UPDATED 08:08 EDT / JULY 25 2013

NEWS

Naeem Hashmi Talks Analytics and Informatics In Healthcare at MITIQ

Naeem Hashmi, Chief Research Officer at Information Frameworks, explored the different perspectives of data analytics vs. informatics and challenges for the healthcare industry in making full use of their electronic systems and data with theCUBE co-hosts Dave Vellante and Paul Gillin, live at the MITIQ Symposium.

Describing his professional focus, Hashmi says he has always worked in an “area where how we are going to manage information in the future” is paramount. His work involves building architecture and reference models, and working with vendors as well as IT organizations, and helping them establish how to roll out their vision. “I’m a vision type of person,” he added.

Mentioning the book he’s working on – his fifth – Hashmi reveals that it discusses informatics and analytics design strategies. “In healthcare today there is a lot of talk about informatics and analytics.” Any kind of analysis in the healthcare business is classified as informatics. Informatics means that “you are basically discovering the information, you are synthesizing information.” In the analytics world you are anlyzing the data, while in the informatics world you are also “giving a sort of a recommendation and looking up some kind of pattern,” especially in healthcare.

Explaining the differences between a clinician and a physician’s approach to data, Hashmi says a physician’s perspective allows them to look at visualization models of data and look up some kind of pattern. When presenting the information visually, they determine a trend. Clinicians, on the other hand, look at data from an algorithmic perspective, thinking about what steps they have to go through. It is a very different thought process. The analytics piece helps clinicians to optimize a clinical process. For example, clinicians are able to determine how to conduct a profitability analysis, how to optimize the workflow, etc..

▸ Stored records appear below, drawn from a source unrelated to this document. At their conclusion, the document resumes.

PR #1250, opened 2017-12-22
React to pipeline changes

pakrym:


build/sources.props
```diff
@@ -7,6 +7,8 @@
       $(RestoreSources);
       https://dotnet.myget.org/F/aspnetcore-dev/api/v3/index.json;
       https://dotnet.myget.org/F/aspnetcore-tools/api/v3/index.json;
+      https://dotnet.myget.org/F/dotnet-core/api/v3/index.json;
```
muratg: @natemcmaster FYI in case you have an alternative.

pakrym: It's temporary

natemcmaster: This is fine for local builds and temporary workarounds, but would break in Universe if you don't also update that to pull the new corefxlab packages.

PR #1251, opened 2017-12-22
Use new common benchmark config

pakrym:


benchmarks/Microsoft.AspNetCore.SignalR.Microbenchmarks/CoreConfig.cs
```diff
@@ -1,34 +0,0 @@
-﻿using BenchmarkDotNet.Columns;
-using BenchmarkDotNet.Configs;
-using BenchmarkDotNet.Diagnosers;
-using BenchmarkDotNet.Engines;
-using BenchmarkDotNet.Jobs;
-using BenchmarkDotNet.Validators;
-
-namespace Microsoft.AspNetCore.SignalR.Microbenchmarks
-{
-    public class CoreConfig : ManualConfig
```
muratg: Is this configuration no longer required, or did the logic move somewhere else?

pakrym: Moved to common: https://github.com/aspnet/Common/pull/303

pakrym:
Travis failure is due to unrelated flakiness

benchmarks/Microsoft.AspNetCore.SignalR.Microbenchmarks/AssemblyInfo.cs
```diff
@@ -0,0 +1 @@
+[assembly: BenchmarkDotNet.Attributes.AspNetCoreBenchmark]
```
natemcmaster: You don't need to change this...i'm just curious. Would does this work if you put it into the csproj file?
```xml
<ItemGroup>
   <AssemblyAttribute Include="BenchmarkDotNet.Attributes.AspNetCoreBenchmark" />
</ItemGroup>
```
If so, you could add this piece of MSBuild into the Benchmark.Sources package so it's automatically applied to any benchmark project that uses it.

pakrym: I don't want things that implicit. There might be a case where configs need to be overridden and having source file is much easier than trying to find some packages target that brought attribute and figure out how to change it.

pakrym: I could've just dropped assembly info into source package too.

Issue #1449, opened 2018-02-15
Don't log message content in the JavaScript client


anurse:
We generally avoid logging things that may have sensitive data in them, we should avoid logging the message content in the JavaScript client. I'd certainly expect users to ship logs from the client over to a telemetry service, so they should be treated just as sensitively as server-side logs.

PR #1491, opened 2018-02-25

As electronic medical records (EMRs) are implemented, there are several ways in which clinicians will be able to improve their work. “We are just starting up in that area, it’s virgin territory,” Hashmi says. He shares his own experiences from his time as a VP of knowledge management (a similar role to that of a CDO) in a large dialysis center treating 60,000 patients daily across about 2000 clinics throughout the U.S. using an estimated 1500-1600 individual EMRs. As patients move from clinic to clinic, it is imperative to make sure the information travels with them. “We built an architecture using the Big Data platform to move all of this information from these clinics’ systems into a central hub.” Using analytics, the system would show the latest results of a patient, and based on that, make recommendations on how treatment dosage should be adjusted. When a physician or clinician make a decision about treatment, he or she has the latest information and the EMR-generated recommendation to go with it (a doctor’s signature is still required for final approval of a new dosage).

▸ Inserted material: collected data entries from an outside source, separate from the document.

PR #1498, opened 2018-02-27
Serialize once per format to increase perf in broadcasting scenarios

BrennanConroy:
Also found an issue where we registered KeepAliveTick too soon and fixed it.

### DIFF
--- a/src/Microsoft.AspNetCore.SignalR.Common/Internal/HubProtocolReaderWriter.cs
+++ b/src/Microsoft.AspNetCore.SignalR.Common/Internal/HubProtocolReaderWriter.cs
@@ -59,7 +59,7 @@ namespace Microsoft.AspNetCore.SignalR.Internal
                 return false;
             }
 
-            return _dataEncoder == readerWriter._dataEncoder && _hubProtocol == readerWriter._hubProtocol;
+            return ReferenceEquals(_dataEncoder, readerWriter._dataEncoder) && _hubProtocol.Equals(readerWriter._hubProtocol);
         }
 
         public override int GetHashCode()
--- a/src/Microsoft.AspNetCore.SignalR.Common/Internal/HubProtocolReaderWriter.cs
+++ b/src/Microsoft.AspNetCore.SignalR.Common/Internal/HubProtocolReaderWriter.cs
@@ -16,8 +16,6 @@ namespace Microsoft.AspNetCore.SignalR.Internal
         public readonly IHubProtocol HubProtocol;
         public readonly IDataEncoder DataEncoder;
 
-        public string ProtocolName => _hubProtocol.Name;
-
         public HubProtocolReaderWriter(IHubProtocol hubProtocol, IDataEncoder dataEncoder)
         {
             HubProtocol = hubProtocol;
--- a/src/Microsoft.AspNetCore.SignalR.Common/Internal/HubProtocolReaderWriter.cs
+++ b/src/Microsoft.AspNetCore.SignalR.Common/Internal/HubProtocolReaderWriter.cs
@@ -53,13 +53,15 @@ namespace Microsoft.AspNetCore.SignalR.Internal
 
         public override bool Equals(object obj)
         {
-            HubProtocolReaderWriter readerWriter = obj as HubProtocolReaderWriter;
+            var readerWriter = obj as HubProtocolReaderWriter;
             if (readerWriter == null)
             {
                 return false;
             }
 
-            return ReferenceEquals(_dataEncoder, readerWriter._dataEncoder) && _hubProtocol.Equals(readerWriter._hubProtocol);
+            // Note: ReferenceEquals on HubProtocol works for our implementation of IHubProtocolResolver because we use Singletons from DI
+            // However if someone replaces the implementation and returns a new ProtocolResolver for every connection they wont get the perf benefits
+            return ReferenceEquals(_dataEncoder, readerWriter._dataEncoder) && ReferenceEquals(_hubProtocol, readerWriter._hubProtocol);
         }
 
         public override int GetHashCode()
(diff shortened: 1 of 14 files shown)


BrennanConroy:
Before:
127k - Json
145k - MsgPack

After:
170k - Json
425k - MsgPack

src/Microsoft.AspNetCore.SignalR.Common/Internal/HubProtocolReaderWriter.cs
```diff
@@ -50,5 +50,23 @@ public byte[] WriteMessage(HubMessage hubMessage)
...
+        public override bool Equals(object obj)
+        {
+            var readerWriter = obj as HubProtocolReaderWriter;
+            if (readerWriter == null)
+            {
+                return false;
+            }
+
+            // Note: ReferenceEquals on HubProtocol works for our implementation of IHubProtocolResolver because we use Singletons from DI
+            // However if someone replaces the implementation and returns a new ProtocolResolver for every connection they wont get the perf benefits
```
anurse: TBH, still nervous about this. It's not even that they won't get the perf benefits, they'll get significantly more memory usage (and `O(n)` memory growth where `n` is the number of connections).

src/Microsoft.AspNetCore.SignalR.Common/Internal/HubProtocolReaderWriter.cs
```diff
@@ -50,5 +50,23 @@ public byte[] WriteMessage(HubMessage hubMessage)
...
+            return ReferenceEquals(_dataEncoder, readerWriter._dataEncoder) && ReferenceEquals(_hubProtocol, readerWriter._hubProtocol);
+        }
+
+        public override int GetHashCode()
+        {
+            return base.GetHashCode();
```
anurse: Comment as to why this is OK (we never want to put this in a hash-table)

src/Microsoft.AspNetCore.SignalR.Common/Internal/HubProtocolReaderWriter.cs
anurse: Also, the client is in control of how much this memory grows.

src/Microsoft.AspNetCore.SignalR.Common/Internal/Protocol/HubMessage.cs
```diff
@@ -1,12 +1,45 @@
...
+            for (var i = 0; i < _serializedMessages.Count; i++)
+            {
+                if (_serializedMessages[i].ProtocolReaderWriter.Equals(protocolReaderWriter))
+                {
+                    return _serializedMessages[i].Message;
+                }
+            }
+
+            var bytes = protocolReaderWriter.WriteMessage(this);
+            _serializedMessages.Add(new SerializedMessage(protocolReaderWriter, bytes));
```
anurse: If we capped the cache size, that would relieve some of my concerns about client-controlled linear memory growth from the cache.

src/Microsoft.AspNetCore.SignalR.Common/Internal/Protocol/HubMessage.cs
```diff
@@ -1,12 +1,45 @@
...
     public abstract class HubMessage
     {
         protected HubMessage()
         {
         }
+
+        // Initialize with capacity 4 for the 2 built in protocols and 2 data encoders
+        private readonly List<SerializedMessage> _serializedMessages = new List<SerializedMessage>(4);
+
+        public byte[] WriteMessage(HubProtocolReaderWriter protocolReaderWriter)
```
anurse: Still convinced it's going to bite us that this is on the `HubMessage` type itself.

src/Microsoft.AspNetCore.SignalR.Core/HubConnectionContext.cs
```diff
@@ -84,17 +80,41 @@ public HubConnectionContext(ConnectionContext connectionContext, TimeSpan keepAl
...
+            // Don't wait for the lock, if it returns false that means someone wrote to the connection
+            // and we don't need to send a ping anymore
+            if (!await _writeLock.WaitAsync(0))
+            {
+                return;
+            }
+
+            try
+            {
+                _connectionContext.Transport.Output.Write(_cachedPingMessage);
```
anurse: Assert `_cachedPingMessage != null`. It depends upon the caller initializing properly so we should assert it.

src/Microsoft.AspNetCore.SignalR.Common/Internal/Protocol/HubMessage.cs
anurse: Having this on here is going to mess with the singleton `PingMessage.Instance`... I know you special case that elsewhere but it still makes me nervous dangit!

src/Microsoft.AspNetCore.SignalR.Core/HubConnectionContext.cs
```diff
@@ -154,11 +174,18 @@ public virtual void Abort()
...
                                     ProtocolReaderWriter = new HubProtocolReaderWriter(protocol, dataEncoder);
+                                    _cachedPingMessage = ProtocolReaderWriter.WriteMessage(PingMessage.Instance);
 
                                     Log.UsingHubProtocol(_logger, protocol.Name);
 
                                     UserIdentifier = userIdProvider.GetUserId(this);
 
+                                    if (Features.Get<IConnectionInherentKeepAliveFeature>() == null)
+                                    {
+                                        // Only register KeepAlive after protocol negotiated otherwise KeepAliveTick could try to write without having a ProtocolReaderWriter
```
anurse: Good comment

src/Microsoft.AspNetCore.SignalR.Common/Internal/Protocol/HubMessage.cs
davidfowl: I don’t really understand the concern. Are you worrried about a misconfigured application? We can cap it at 10 if that makes you feel better.

src/Microsoft.AspNetCore.SignalR.Common/Internal/HubProtocolReaderWriter.cs
davidfowl: How is it client controlled? The server is the one that configures the amount of protocols supported? Are you taking about in theory you can return a different instance of a protocol per connection? Again how is that a real concern?

BrennanConroy:
Changed the backpressure on the pipes and JSON jumped to ~250k now. We'll have to talk about actual default values, not for this PR though.

BrennanConroy:
:up: 📅

PR #1501, opened 2018-02-27
Pipelines in corefx

pakrym:
Disregard source.props

### DIFF
--- a/samples/SocketsSample/EndPoints/MessagesEndPoint.cs
+++ b/samples/SocketsSample/EndPoints/MessagesEndPoint.cs
@@ -1,6 +1,7 @@
 // Copyright (c) .NET Foundation. All rights reserved.
 // Licensed under the Apache License, Version 2.0. See License.txt in the project root for license information.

“In the future it will have to do with a few power services that are available, that you subscribe to as part of the clinical processes,” Hashmi states. The clinical processes themselves will be more customizable. “Today’s vendors [and] their systems are not really flexible enough. Their systems do nothing more than change their paper forms to electronic forms. I call it forming without reforming – not really understanding how you automize and electronize these things.” Thus, a lot of data quality issues arise when health centers convert to EMR due to the lack of data validation and verification.

Asked how patients should change their own mindset, Hashmi answers, “Patients also have to be open” because there is too much concern for privacy, and information sharing becomes an issue. Some of the healthcare reforms are going into the right direction, “the intent is right,” but we are still in the early stages of changing the culture in a very regulated industry.